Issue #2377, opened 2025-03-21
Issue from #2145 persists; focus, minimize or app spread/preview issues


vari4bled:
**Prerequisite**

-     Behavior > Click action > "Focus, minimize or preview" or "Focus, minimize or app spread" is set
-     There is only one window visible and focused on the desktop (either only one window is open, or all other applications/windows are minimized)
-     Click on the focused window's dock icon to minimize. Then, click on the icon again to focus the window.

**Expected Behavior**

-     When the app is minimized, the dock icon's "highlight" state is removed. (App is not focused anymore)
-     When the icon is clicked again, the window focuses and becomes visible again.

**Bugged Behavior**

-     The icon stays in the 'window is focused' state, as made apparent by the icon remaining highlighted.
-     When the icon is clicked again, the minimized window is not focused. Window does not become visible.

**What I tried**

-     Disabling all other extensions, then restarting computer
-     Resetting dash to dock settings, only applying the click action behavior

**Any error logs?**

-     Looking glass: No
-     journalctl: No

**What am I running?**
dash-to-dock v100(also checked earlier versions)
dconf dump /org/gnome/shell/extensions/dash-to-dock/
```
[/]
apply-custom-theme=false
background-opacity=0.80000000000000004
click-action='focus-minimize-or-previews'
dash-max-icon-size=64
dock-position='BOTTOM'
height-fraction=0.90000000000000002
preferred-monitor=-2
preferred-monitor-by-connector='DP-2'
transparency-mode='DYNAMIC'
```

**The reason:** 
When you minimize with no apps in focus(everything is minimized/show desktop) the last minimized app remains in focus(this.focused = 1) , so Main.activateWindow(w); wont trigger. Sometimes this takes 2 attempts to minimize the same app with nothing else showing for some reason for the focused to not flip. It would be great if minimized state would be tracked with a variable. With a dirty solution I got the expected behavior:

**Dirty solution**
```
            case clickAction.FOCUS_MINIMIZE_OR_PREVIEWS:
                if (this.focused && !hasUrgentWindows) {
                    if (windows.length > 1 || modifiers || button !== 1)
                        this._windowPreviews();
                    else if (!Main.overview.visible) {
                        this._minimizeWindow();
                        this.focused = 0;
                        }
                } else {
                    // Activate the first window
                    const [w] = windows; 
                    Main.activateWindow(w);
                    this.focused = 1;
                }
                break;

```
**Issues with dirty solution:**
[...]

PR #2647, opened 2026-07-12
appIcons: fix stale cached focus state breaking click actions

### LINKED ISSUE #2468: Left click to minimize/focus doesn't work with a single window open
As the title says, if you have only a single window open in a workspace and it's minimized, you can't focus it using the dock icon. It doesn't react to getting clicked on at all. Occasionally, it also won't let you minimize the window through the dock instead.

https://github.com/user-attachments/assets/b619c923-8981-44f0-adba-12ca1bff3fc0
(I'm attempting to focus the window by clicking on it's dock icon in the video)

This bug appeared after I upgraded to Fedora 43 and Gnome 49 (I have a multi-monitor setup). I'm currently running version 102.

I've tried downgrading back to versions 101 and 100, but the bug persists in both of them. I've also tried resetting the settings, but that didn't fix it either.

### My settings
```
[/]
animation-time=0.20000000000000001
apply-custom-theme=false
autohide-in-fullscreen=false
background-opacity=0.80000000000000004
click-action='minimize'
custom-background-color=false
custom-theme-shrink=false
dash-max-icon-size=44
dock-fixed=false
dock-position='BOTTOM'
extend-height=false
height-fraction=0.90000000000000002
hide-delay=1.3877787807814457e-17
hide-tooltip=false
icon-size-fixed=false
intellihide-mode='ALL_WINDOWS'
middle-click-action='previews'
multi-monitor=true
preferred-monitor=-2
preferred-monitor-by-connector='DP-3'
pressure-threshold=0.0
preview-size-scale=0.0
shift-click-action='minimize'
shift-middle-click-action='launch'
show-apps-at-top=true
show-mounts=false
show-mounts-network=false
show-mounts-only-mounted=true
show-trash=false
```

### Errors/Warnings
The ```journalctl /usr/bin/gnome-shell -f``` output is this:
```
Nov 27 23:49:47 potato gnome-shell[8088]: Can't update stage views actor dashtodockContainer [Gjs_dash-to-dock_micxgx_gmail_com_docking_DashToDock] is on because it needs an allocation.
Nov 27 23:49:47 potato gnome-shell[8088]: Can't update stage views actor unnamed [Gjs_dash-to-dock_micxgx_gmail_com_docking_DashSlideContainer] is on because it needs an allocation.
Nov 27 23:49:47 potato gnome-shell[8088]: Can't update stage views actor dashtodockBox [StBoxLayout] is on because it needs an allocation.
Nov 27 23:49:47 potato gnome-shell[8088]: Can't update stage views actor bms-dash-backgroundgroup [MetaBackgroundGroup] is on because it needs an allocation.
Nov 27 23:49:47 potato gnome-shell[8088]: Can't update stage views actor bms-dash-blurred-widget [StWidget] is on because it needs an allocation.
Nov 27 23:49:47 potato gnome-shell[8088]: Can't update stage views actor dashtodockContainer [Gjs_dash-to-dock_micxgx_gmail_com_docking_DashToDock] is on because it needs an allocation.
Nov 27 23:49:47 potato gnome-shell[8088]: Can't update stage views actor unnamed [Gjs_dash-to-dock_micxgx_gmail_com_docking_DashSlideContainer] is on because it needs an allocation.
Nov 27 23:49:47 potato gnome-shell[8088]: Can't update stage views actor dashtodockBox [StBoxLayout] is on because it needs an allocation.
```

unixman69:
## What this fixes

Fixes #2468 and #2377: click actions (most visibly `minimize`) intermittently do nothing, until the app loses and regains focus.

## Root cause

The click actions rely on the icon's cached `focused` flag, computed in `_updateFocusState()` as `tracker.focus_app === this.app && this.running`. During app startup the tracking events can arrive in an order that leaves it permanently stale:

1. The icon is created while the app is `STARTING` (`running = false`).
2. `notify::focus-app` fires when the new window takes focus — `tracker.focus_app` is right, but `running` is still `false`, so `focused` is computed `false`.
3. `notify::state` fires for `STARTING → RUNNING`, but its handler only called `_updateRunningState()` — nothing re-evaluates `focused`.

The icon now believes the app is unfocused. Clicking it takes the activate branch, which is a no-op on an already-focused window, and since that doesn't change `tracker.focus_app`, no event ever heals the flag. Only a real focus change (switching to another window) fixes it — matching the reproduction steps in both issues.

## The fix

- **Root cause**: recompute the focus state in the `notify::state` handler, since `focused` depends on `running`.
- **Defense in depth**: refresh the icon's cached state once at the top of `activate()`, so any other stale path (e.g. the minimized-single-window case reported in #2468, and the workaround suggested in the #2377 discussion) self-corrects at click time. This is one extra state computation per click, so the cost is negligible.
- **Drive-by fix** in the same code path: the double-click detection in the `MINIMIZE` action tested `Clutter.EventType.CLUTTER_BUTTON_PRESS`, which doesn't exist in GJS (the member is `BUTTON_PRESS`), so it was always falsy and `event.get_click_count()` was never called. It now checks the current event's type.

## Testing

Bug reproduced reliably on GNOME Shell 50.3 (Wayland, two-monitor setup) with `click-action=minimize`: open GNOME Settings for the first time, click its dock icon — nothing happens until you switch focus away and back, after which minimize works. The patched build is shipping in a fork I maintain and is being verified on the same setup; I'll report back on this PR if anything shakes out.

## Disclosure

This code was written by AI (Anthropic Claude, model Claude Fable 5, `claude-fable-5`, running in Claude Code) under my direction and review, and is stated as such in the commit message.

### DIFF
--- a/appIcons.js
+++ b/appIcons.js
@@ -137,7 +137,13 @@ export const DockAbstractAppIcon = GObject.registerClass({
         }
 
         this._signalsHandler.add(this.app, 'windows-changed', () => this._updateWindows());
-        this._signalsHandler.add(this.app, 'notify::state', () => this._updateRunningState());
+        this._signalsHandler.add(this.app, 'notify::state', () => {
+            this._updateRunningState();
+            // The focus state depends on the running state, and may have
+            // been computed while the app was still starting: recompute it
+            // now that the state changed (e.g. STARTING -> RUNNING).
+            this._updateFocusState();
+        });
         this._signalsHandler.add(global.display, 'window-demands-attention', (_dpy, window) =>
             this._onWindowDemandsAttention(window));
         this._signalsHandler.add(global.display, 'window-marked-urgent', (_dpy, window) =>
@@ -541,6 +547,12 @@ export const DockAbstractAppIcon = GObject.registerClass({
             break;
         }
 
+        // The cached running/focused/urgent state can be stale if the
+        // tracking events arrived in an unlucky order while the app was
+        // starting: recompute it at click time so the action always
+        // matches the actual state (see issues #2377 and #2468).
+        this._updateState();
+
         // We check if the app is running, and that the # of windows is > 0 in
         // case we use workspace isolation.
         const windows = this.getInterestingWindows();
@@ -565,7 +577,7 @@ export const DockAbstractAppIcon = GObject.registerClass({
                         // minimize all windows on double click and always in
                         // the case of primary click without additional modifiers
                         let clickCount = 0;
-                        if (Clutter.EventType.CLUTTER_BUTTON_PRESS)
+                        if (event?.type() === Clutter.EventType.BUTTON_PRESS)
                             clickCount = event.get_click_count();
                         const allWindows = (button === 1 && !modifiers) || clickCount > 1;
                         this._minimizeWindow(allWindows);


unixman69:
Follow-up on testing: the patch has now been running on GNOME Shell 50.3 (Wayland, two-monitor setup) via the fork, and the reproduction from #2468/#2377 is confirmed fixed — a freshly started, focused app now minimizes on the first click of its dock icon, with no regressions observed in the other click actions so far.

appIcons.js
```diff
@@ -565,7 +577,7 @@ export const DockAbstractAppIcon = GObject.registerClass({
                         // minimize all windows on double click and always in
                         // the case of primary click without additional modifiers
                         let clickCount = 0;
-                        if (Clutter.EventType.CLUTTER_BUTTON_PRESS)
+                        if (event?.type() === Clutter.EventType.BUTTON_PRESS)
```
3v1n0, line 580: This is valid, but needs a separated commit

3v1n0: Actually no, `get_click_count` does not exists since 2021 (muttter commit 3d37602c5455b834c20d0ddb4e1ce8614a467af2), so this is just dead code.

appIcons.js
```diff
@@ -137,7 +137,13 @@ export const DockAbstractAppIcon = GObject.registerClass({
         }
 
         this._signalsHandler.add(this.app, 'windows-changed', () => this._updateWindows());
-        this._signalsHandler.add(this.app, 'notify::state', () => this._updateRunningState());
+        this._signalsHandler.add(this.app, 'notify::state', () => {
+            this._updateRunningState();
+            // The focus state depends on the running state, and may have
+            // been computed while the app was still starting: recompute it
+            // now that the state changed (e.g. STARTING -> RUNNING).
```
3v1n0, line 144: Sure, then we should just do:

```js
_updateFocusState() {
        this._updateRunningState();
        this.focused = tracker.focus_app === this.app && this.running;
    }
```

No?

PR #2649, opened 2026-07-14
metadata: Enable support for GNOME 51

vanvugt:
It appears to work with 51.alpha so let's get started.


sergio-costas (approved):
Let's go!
================
For the listing above, work out how many lines contain the string "since" and return only that figure.

3